Your objective ▸
Where the records below show the word "https" in a line, please copy that line.

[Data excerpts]
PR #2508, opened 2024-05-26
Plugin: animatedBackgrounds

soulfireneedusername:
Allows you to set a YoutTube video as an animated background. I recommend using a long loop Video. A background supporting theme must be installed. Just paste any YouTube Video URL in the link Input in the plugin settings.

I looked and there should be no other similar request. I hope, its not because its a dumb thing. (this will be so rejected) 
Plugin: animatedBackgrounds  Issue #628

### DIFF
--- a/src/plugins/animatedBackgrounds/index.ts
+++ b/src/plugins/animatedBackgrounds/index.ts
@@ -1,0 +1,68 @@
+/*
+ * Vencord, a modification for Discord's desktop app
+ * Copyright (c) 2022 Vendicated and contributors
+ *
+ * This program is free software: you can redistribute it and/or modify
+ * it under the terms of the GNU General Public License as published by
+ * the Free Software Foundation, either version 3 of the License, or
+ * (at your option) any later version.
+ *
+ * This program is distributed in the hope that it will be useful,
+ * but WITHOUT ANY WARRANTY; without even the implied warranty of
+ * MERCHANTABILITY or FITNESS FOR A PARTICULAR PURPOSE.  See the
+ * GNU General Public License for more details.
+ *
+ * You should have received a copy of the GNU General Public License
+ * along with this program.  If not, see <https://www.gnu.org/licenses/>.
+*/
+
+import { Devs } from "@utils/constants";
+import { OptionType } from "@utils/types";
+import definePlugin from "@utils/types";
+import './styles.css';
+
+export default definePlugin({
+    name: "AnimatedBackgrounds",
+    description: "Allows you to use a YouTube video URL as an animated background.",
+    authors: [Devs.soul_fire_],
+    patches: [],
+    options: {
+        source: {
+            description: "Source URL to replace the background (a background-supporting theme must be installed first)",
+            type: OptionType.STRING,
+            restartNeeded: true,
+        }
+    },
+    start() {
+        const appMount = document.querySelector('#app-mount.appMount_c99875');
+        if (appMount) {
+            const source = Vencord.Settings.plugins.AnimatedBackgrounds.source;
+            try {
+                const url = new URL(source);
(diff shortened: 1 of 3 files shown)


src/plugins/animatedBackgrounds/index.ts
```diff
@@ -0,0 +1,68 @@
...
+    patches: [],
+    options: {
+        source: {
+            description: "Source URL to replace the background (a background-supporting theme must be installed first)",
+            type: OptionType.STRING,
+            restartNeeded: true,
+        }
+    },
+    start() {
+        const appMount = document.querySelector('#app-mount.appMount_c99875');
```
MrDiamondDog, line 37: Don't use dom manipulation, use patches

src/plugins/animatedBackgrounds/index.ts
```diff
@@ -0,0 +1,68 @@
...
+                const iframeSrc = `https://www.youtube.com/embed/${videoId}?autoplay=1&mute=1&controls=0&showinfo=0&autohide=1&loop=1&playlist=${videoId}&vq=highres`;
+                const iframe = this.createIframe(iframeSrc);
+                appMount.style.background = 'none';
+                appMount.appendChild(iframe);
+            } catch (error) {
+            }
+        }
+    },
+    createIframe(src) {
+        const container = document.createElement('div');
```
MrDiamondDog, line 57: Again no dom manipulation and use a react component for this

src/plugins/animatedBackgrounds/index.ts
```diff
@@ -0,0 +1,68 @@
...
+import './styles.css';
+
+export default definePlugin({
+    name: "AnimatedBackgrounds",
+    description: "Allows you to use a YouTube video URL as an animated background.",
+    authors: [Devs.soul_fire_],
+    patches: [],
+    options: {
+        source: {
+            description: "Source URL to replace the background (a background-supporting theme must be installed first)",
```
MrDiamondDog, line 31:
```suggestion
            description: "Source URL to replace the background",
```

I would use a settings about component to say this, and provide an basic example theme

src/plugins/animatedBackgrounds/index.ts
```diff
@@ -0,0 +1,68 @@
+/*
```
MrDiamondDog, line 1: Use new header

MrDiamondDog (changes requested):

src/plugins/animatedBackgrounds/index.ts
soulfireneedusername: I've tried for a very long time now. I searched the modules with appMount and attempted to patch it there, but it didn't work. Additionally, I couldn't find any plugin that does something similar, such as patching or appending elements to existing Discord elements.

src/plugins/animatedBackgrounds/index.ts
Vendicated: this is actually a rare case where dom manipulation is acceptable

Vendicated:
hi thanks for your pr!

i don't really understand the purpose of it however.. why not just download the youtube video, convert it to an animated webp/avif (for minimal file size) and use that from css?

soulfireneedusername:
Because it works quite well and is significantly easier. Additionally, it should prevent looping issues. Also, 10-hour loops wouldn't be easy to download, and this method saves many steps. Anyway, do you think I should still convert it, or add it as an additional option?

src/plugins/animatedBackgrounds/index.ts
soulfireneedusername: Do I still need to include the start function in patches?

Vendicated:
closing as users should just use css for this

Expected answer ▸
+ * along with this program.  If not, see <https://www.gnu.org/licenses/>.
+                const iframeSrc = `https://www.youtube.com/embed/${videoId}?autoplay=1&mute=1&controls=0&showinfo=0&autohide=1&loop=1&playlist=${videoId}&vq=highres`;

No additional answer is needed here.